Core Insight for Count Square Submatrices with All Ones

The key intuition is to change the definition of what we are counting. Instead of asking "Does a square of size $k$ start here?", we ask "What is the maximum size of a square that ends at this cell (bottom-right corner)?"

Let dp[i][j] represent the side length of the largest square whose bottom-right corner is at (i, j).

If matrix[i][j] is 1, the size of the square ending at (i, j) is limited by its three neighbors:

1. The square ending directly above it (i-1, j).
2. The square ending directly to the left (i, j-1).
3. The square ending diagonally top-left (i-1, j-1).

The Constraint: To form a square of size $k$ at (i, j), the neighbors (Top, Left, and Top-Left) must all support squares of size at least $k-1$. If any neighbor has a smaller square, the square at (i, j) is bottlenecked by that minimum size.

Therefore, the recurrence relation is: $dp[i][j] = \min(dp[i-1][j], dp[i][j-1], dp[i-1][j-1]) + 1$

Visual Description: Imagine building a square block by block. To place a $2 \times 2$ block ending at $(i, j)$, you need a $1 \times 1$ block at the top, left, and top-left positions. To place a $3 \times 3$ block, those neighbors must themselves be the corners of $2 \times 2$ blocks. The smallest neighbor dictates the maximum extension possible.

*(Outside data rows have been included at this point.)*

PR #1908, opened 2024-06-12
Fix IllegalStateException because of unmanaged object in notif

FabianDevel:


tevincent (approved):

KevinBoulongne (approved):

app/src/main/java/com/infomaniak/mail/data/cache/mailboxContent/ThreadController.kt
```diff
@@ -352,11 +353,15 @@ class ThreadController @Inject constructor(
         }
 
         private fun verifyAttachmentsValues(hasAttachmentsInThread: Boolean, messages: List<Message>, realm: MutableRealm) {
-            messages.flatMapTo(mutableSetOf()) { it.threads }.forEach { thread ->
+            val localMessages = if (messages.firstOrNull()?.isManaged() == true) {
+                messages
+            } else {
+                MessageController.getMessagesByUids(messages.map(Message::uid), realm)
+            }
```
LunarX, line 360: Maybe we should add a comment so we remember all of the reasoning behind it

LunarX (changes requested):

LunarX (approved):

Crucially, the value dp[i][j] also tells us exactly how many squares end at (i, j). If dp[i][j] = 3, it means a $3 \times 3$, a $2 \times 2$, and a $1 \times 1$ square all end there. Thus, the sum of all values in the DP table is the answer.

Execution Flow

1. Initialize a variable total_squares = 0.
2. Iterate through the grid with row index i from 0 to m-1 and column index j from 0 to n-1.
3. Check Condition: If matrix[i][j] == 1:
   • Boundary Case: If i == 0 or j == 0, the max square size is 1. We just add 1 to total_squares. (In an in-place modification, we leave the 1 as is).
   • Internal Case: If i > 0 and j > 0, calculate the value: val = min(matrix[i-1][j], matrix[i][j-1], matrix[i-1][j-1]) + 1.
   • Update matrix[i][j] (or the DP table) with val.
   • Add val to total_squares.
4. If matrix[i][j] == 0, do nothing (it contributes 0).
5. Return total_squares.

Proof of Correctness

The correctness relies on the geometric property of squares. A square of size $S \times S$ ending at $(i, j)$ covers the region from $(i-S+1, j-S+1)$ to $(i, j)$. For this to exist, the submatrix defined by $(i-1, j)$ must support a square of size $S-1$, as must $(i, j-1)$ and $(i-1, j-1)$.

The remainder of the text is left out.